(Stored data)
PR #5002, opened 2026-02-26
feat: add conditional authentication provider configuration

derekhiggins:
Adds support for conditionally enabling/disabling authentication via environment variables, following the same pattern as inference providers.

Key features:
- Auth provider can be enabled/disabled using ${env.AUTH_PROVIDER:+oauth2_token} syntax in config.yaml
- When AUTH_PROVIDER env var is set, auth is enabled; when unset, auth is completely disabled (no middleware initialized)
- Allows same config.yaml to work across dev/staging/prod environments
- Added to ci-tests distribution as example and for testing

Implementation:
- Special handling in replace_env_vars() intercepts auth config before Pydantic validation
- When type field resolves to None/empty, entire provider_config is set to None to avoid discriminated union validation errors
- remove auth provider_config during list-deps, it isn't used and as config hasn't passed through replace_env_vars fails syntax checks

Changes:
- src/llama_stack/core/stack.py: Add conditional auth handling
- src/llama_stack/distributions/template.py: Add auth_config field to RunConfigSettings
- src/llama_stack/distributions/ci-tests/: Add conditional auth config
- docs/docs/distributions/configuration.mdx: Document conditional auth
- tests/unit/server/test_replace_env_vars.py: Add tests
- src/llama_stack/cli/stack/_list_deps.py: remove auth provider_config

Related to #4365

### DIFF
--- a/docs/docs/distributions/configuration.mdx
+++ b/docs/docs/distributions/configuration.mdx
@@ -288,6 +288,36 @@ The `auth` section configures authentication for the server. When configured, al
 Authorization: Bearer <token>
 ```
 
+#### Conditional Authentication
+
+Authentication can be conditionally enabled or disabled using environment variables with the conditional syntax (`:+`). This is useful for deploying the same configuration to different environments where auth may or may not be required.
+
+Example:
+```yaml
+server:
+  auth:
+    provider_config:
+      type: ${env.AUTH_PROVIDER:+oauth2_token}
+      audience: "llama-stack"
+      jwks:
+        uri: ${env.KEYCLOAK_URL}/realms/llamastack/protocol/openid-connect/certs
+      issuer: ${env.KEYCLOAK_URL}/realms/llamastack
+```
+
+**Behavior:**
+- **If `AUTH_PROVIDER` is set** (to any value): Authentication is enabled with OAuth2
+- **If `AUTH_PROVIDER` is NOT set**: Authentication is completely disabled (no middleware added)
+
+This allows you to:
+- Run without authentication in local development (unset the env var)
+- Enable authentication in staging/production (set the env var)
+- Use the same config.yaml across all environments
+
+**Important Notes:**
+- The `type` field uses the conditional syntax to control whether the entire auth provider is enabled
+- When the env var is not set, the entire `provider_config` is set to `None` and no authentication middleware is initialized
+- Other auth config fields (like `route_policy`) can still be used independently when `provider_config` is disabled
+
 The server supports multiple authentication providers:
 
 #### OAuth 2.0/OpenID Connect Provider with Kubernetes
--- a/src/llama_stack/core/stack.py
+++ b/src/llama_stack/core/stack.py
@@ -386,6 +386,35 @@ class EnvVarError(Exception):
 
 def replace_env_vars(config: Any, path: str = "") -> Any:
     if isinstance(config, dict):
+        # Special handling for auth provider_config with conditional type field
+        # This allows auth to be enabled/disabled via environment variables
+        # Example: type: ${env.AUTH_PROVIDER:+oauth2_token}
+        if "provider_config" in config and path == "server.auth":
+            provider_cfg = config.get("provider_config")
+            if isinstance(provider_cfg, dict) and "type" in provider_cfg:
+                try:
+                    # Resolve the type field first to check if auth should be enabled
+                    resolved_type = replace_env_vars(provider_cfg["type"], f"{path}.provider_config.type")
+
+                    # If type is empty/None, disable auth by setting provider_config to None
+                    # This prevents validation errors on the discriminated union
+                    if resolved_type is None or resolved_type == "":
+                        # Process rest of config normally but exclude provider_config from expansion
+                        # to avoid EnvVarError from bare env vars (e.g., ${env.KEYCLOAK_URL})
+                        result = {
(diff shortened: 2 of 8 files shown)


docs/docs/distributions/configuration.mdx
```diff
@@ -288,6 +288,36 @@ The `auth` section configures authentication for the server. When configured, al
...
+      type: ${env.AUTH_PROVIDER:+oauth2_token}
+      audience: "llama-stack"
+      jwks:
+        uri: ${env.KEYCLOAK_URL}/realms/llamastack/protocol/openid-connect/certs
+      issuer: ${env.KEYCLOAK_URL}/realms/llamastack
+```
+
+**Behavior:**
+- **If `AUTH_PROVIDER` is set** (to any value): Authentication is enabled with OAuth2
+- **If `AUTH_PROVIDER` is NOT set**: Authentication is completely disabled (no middleware added)
```
leseb, line 309: I'm confused. This is not what `${env.AUTH_PROVIDER:+oauth2_token}` does, if `AUTH_PROVIDER` is unset then `oauth2_token` will be used, if set then its value will be used.

Am I missing something?

src/llama_stack/core/stack.py
```diff
@@ -386,6 +386,29 @@ def __init__(self, var_name: str, path: str = ""):
 
 def replace_env_vars(config: Any, path: str = "") -> Any:
     if isinstance(config, dict):
+        # Special handling for auth provider_config with conditional type field
+        # This allows auth to be enabled/disabled via environment variables
+        # Example: type: ${env.AUTH_PROVIDER_TYPE:+oauth2_token}
+        if "provider_config" in config and path == "server.auth":
```
leseb, line 392: why does it have to be fort server.auth only? can't we support this more globally for any field?

src/llama_stack/core/stack.py
```diff
@@ -386,6 +386,29 @@ def __init__(self, var_name: str, path: str = ""):
...
+                try:
+                    # Resolve the type field first to check if auth should be enabled
+                    resolved_type = replace_env_vars(provider_cfg["type"], f"{path}.provider_config.type")
+
+                    # If type is empty/None, disable auth by setting provider_config to None
+                    # This prevents validation errors on the discriminated union
+                    if resolved_type is None or resolved_type == "":
+                        logger.debug("Auth provider type is empty/None, disabling auth provider")
+                        # Process rest of config normally but set provider_config to None
+                        result = {k: replace_env_vars(v, f"{path}.{k}" if path else k) for k, v in config.items()}
```
skamenan7: the comprehension processes `provider_config` before the `result["provider_config"] = None`
  line runs, so if `provider_config` has bare env vars like `${env.KEYCLOAK_URL}` (no `:=`
  default) I think it might throw `EnvVarError` before we ever get to null it out...  the docs example  hits this when KEYCLOAK_URL isn't set.

src/llama_stack/core/stack.py
```diff
@@ -386,6 +386,29 @@ def __init__(self, var_name: str, path: str = ""):
...
+                        result["provider_config"] = None
+                        return result
+                except EnvVarError:
+                    # If we can't resolve type, continue with normal processing
+                    # and let validation catch the error
+                    pass
```
skamenan7: nit: the silent `pass` makes this tricky to debug — if the dict comprehension on line 404 throws `EnvVarError` (e.g. bare ${env.KEYCLOAK_URL}` not set). Probably we can log it atleast.

src/llama_stack/core/stack.py
derekhiggins: I'm not sure how to make this anything but specific to server.auth, I had to pick a field to test for which is specific to server.auth.provider_config its not really relevant anywhere else


Thinking about it to make this generic, we'd need  some kind of _enabled/_disabled marker that could appear anywhere in the YAML, but that would require schema changes across the codebase

e.g.
```
  some_feature:
    _disabled: ${env.DISABLE_FEATURE:+true}
```
or
```
  some_feature:
    _enabled: ${env.ENABLE_FEATURE:+true}
```

docs/docs/distributions/configuration.mdx
derekhiggins: The example is using the `:+` syntax
  - If AUTH_PROVIDER is set (to any value): use the literal string "oauth2_token"
  - If AUTH_PROVIDER is unset: use empty string "" which becomes None

src/llama_stack/core/stack.py
derekhiggins: Will fix

src/llama_stack/core/stack.py
derekhiggins: will add a debug statment

docs/docs/distributions/configuration.mdx
derekhiggins: @leseb just wondering if you had a chance to look at this (or the comments below), hoping to follow up today if its needed.

src/llama_stack/core/stack.py
leseb: ok thanks, let's postpone this anyways, this is out of scope

docs/docs/distributions/configuration.mdx
leseb: My bad i guess i was thinking bash but our implementation might diverge.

> [Exercise]: Copy out every entry exactly.

> [Task solution]:
PR #5002, opened 2026-02-26
feat: add conditional authentication provider configuration

derekhiggins:
Adds support for conditionally enabling/disabling authentication via environment variables, following the same pattern as inference providers.

Key features:
- Auth provider can be enabled/disabled using ${env.AUTH_PROVIDER:+oauth2_token} syntax in config.yaml
- When AUTH_PROVIDER env var is set, auth is enabled; when unset, auth is completely disabled (no middleware initialized)
- Allows same config.yaml to work across dev/staging/prod environments
- Added to ci-tests distribution as example and for testing

Implementation:
- Special handling in replace_env_vars() intercepts auth config before Pydantic validation
- When type field resolves to None/empty, entire provider_config is set to None to avoid discriminated union validation errors
- remove auth provider_config during list-deps, it isn't used and as config hasn't passed through replace_env_vars fails syntax checks

Changes:
- src/llama_stack/core/stack.py: Add conditional auth handling
- src/llama_stack/distributions/template.py: Add auth_config field to RunConfigSettings
- src/llama_stack/distributions/ci-tests/: Add conditional auth config
- docs/docs/distributions/configuration.mdx: Document conditional auth
- tests/unit/server/test_replace_env_vars.py: Add tests
- src/llama_stack/cli/stack/_list_deps.py: remove auth provider_config

Related to #4365

### DIFF
--- a/docs/docs/distributions/configuration.mdx
+++ b/docs/docs/distributions/configuration.mdx
@@ -288,6 +288,36 @@ The `auth` section configures authentication for the server. When configured, al
 Authorization: Bearer <token>
 ```
 
+#### Conditional Authentication
+
+Authentication can be conditionally enabled or disabled using environment variables with the conditional syntax (`:+`). This is useful for deploying the same configuration to different environments where auth may or may not be required.
+
+Example:
+```yaml
+server:
+  auth:
+    provider_config:
+      type: ${env.AUTH_PROVIDER:+oauth2_token}
+      audience: "llama-stack"
+      jwks:
+        uri: ${env.KEYCLOAK_URL}/realms/llamastack/protocol/openid-connect/certs
+      issuer: ${env.KEYCLOAK_URL}/realms/llamastack
+```
+
+**Behavior:**
+- **If `AUTH_PROVIDER` is set** (to any value): Authentication is enabled with OAuth2
+- **If `AUTH_PROVIDER` is NOT set**: Authentication is completely disabled (no middleware added)
+
+This allows you to:
+- Run without authentication in local development (unset the env var)
+- Enable authentication in staging/production (set the env var)
+- Use the same config.yaml across all environments
+
+**Important Notes:**
+- The `type` field uses the conditional syntax to control whether the entire auth provider is enabled
+- When the env var is not set, the entire `provider_config` is set to `None` and no authentication middleware is initialized
+- Other auth config fields (like `route_policy`) can still be used independently when `provider_config` is disabled
+
 The server supports multiple authentication providers:
 
 #### OAuth 2.0/OpenID Connect Provider with Kubernetes
--- a/src/llama_stack/core/stack.py
+++ b/src/llama_stack/core/stack.py
@@ -386,6 +386,35 @@ class EnvVarError(Exception):
 
 def replace_env_vars(config: Any, path: str = "") -> Any:
     if isinstance(config, dict):
+        # Special handling for auth provider_config with conditional type field
+        # This allows auth to be enabled/disabled via environment variables
+        # Example: type: ${env.AUTH_PROVIDER:+oauth2_token}
+        if "provider_config" in config and path == "server.auth":
+            provider_cfg = config.get("provider_config")
+            if isinstance(provider_cfg, dict) and "type" in provider_cfg:
+                try:
+                    # Resolve the type field first to check if auth should be enabled
+                    resolved_type = replace_env_vars(provider_cfg["type"], f"{path}.provider_config.type")
+
+                    # If type is empty/None, disable auth by setting provider_config to None
+                    # This prevents validation errors on the discriminated union
+                    if resolved_type is None or resolved_type == "":
+                        # Process rest of config normally but exclude provider_config from expansion
+                        # to avoid EnvVarError from bare env vars (e.g., ${env.KEYCLOAK_URL})
+                        result = {
(diff shortened: 2 of 8 files shown)


docs/docs/distributions/configuration.mdx
```diff
@@ -288,6 +288,36 @@ The `auth` section configures authentication for the server. When configured, al
...
+      type: ${env.AUTH_PROVIDER:+oauth2_token}
+      audience: "llama-stack"
+      jwks:
+        uri: ${env.KEYCLOAK_URL}/realms/llamastack/protocol/openid-connect/certs
+      issuer: ${env.KEYCLOAK_URL}/realms/llamastack
+```
+
+**Behavior:**
+- **If `AUTH_PROVIDER` is set** (to any value): Authentication is enabled with OAuth2
+- **If `AUTH_PROVIDER` is NOT set**: Authentication is completely disabled (no middleware added)
```
leseb, line 309: I'm confused. This is not what `${env.AUTH_PROVIDER:+oauth2_token}` does, if `AUTH_PROVIDER` is unset then `oauth2_token` will be used, if set then its value will be used.

Am I missing something?

src/llama_stack/core/stack.py
```diff
@@ -386,6 +386,29 @@ def __init__(self, var_name: str, path: str = ""):
 
 def replace_env_vars(config: Any, path: str = "") -> Any:
     if isinstance(config, dict):
+        # Special handling for auth provider_config with conditional type field
+        # This allows auth to be enabled/disabled via environment variables
+        # Example: type: ${env.AUTH_PROVIDER_TYPE:+oauth2_token}
+        if "provider_config" in config and path == "server.auth":
```
leseb, line 392: why does it have to be fort server.auth only? can't we support this more globally for any field?

src/llama_stack/core/stack.py
```diff
@@ -386,6 +386,29 @@ def __init__(self, var_name: str, path: str = ""):
...
+                try:
+                    # Resolve the type field first to check if auth should be enabled
+                    resolved_type = replace_env_vars(provider_cfg["type"], f"{path}.provider_config.type")
+
+                    # If type is empty/None, disable auth by setting provider_config to None
+                    # This prevents validation errors on the discriminated union
+                    if resolved_type is None or resolved_type == "":
+                        logger.debug("Auth provider type is empty/None, disabling auth provider")
+                        # Process rest of config normally but set provider_config to None
+                        result = {k: replace_env_vars(v, f"{path}.{k}" if path else k) for k, v in config.items()}
```
skamenan7: the comprehension processes `provider_config` before the `result["provider_config"] = None`
  line runs, so if `provider_config` has bare env vars like `${env.KEYCLOAK_URL}` (no `:=`
  default) I think it might throw `EnvVarError` before we ever get to null it out...  the docs example  hits this when KEYCLOAK_URL isn't set.

src/llama_stack/core/stack.py
```diff
@@ -386,6 +386,29 @@ def __init__(self, var_name: str, path: str = ""):
...
+                        result["provider_config"] = None
+                        return result
+                except EnvVarError:
+                    # If we can't resolve type, continue with normal processing
+                    # and let validation catch the error
+                    pass
```
skamenan7: nit: the silent `pass` makes this tricky to debug — if the dict comprehension on line 404 throws `EnvVarError` (e.g. bare ${env.KEYCLOAK_URL}` not set). Probably we can log it atleast.

src/llama_stack/core/stack.py
derekhiggins: I'm not sure how to make this anything but specific to server.auth, I had to pick a field to test for which is specific to server.auth.provider_config its not really relevant anywhere else


Thinking about it to make this generic, we'd need  some kind of _enabled/_disabled marker that could appear anywhere in the YAML, but that would require schema changes across the codebase

e.g.
```
  some_feature:
    _disabled: ${env.DISABLE_FEATURE:+true}
```
or
```
  some_feature:
    _enabled: ${env.ENABLE_FEATURE:+true}
```

docs/docs/distributions/configuration.mdx
derekhiggins: The example is using the `:+` syntax
  - If AUTH_PROVIDER is set (to any value): use the literal string "oauth2_token"
  - If AUTH_PROVIDER is unset: use empty string "" which becomes None

src/llama_stack/core/stack.py
derekhiggins: Will fix

src/llama_stack/core/stack.py
derekhiggins: will add a debug statment

docs/docs/distributions/configuration.mdx
derekhiggins: @leseb just wondering if you had a chance to look at this (or the comments below), hoping to follow up today if its needed.

src/llama_stack/core/stack.py
leseb: ok thanks, let's postpone this anyways, this is out of scope

docs/docs/distributions/configuration.mdx
leseb: My bad i guess i was thinking bash but our implementation might diverge.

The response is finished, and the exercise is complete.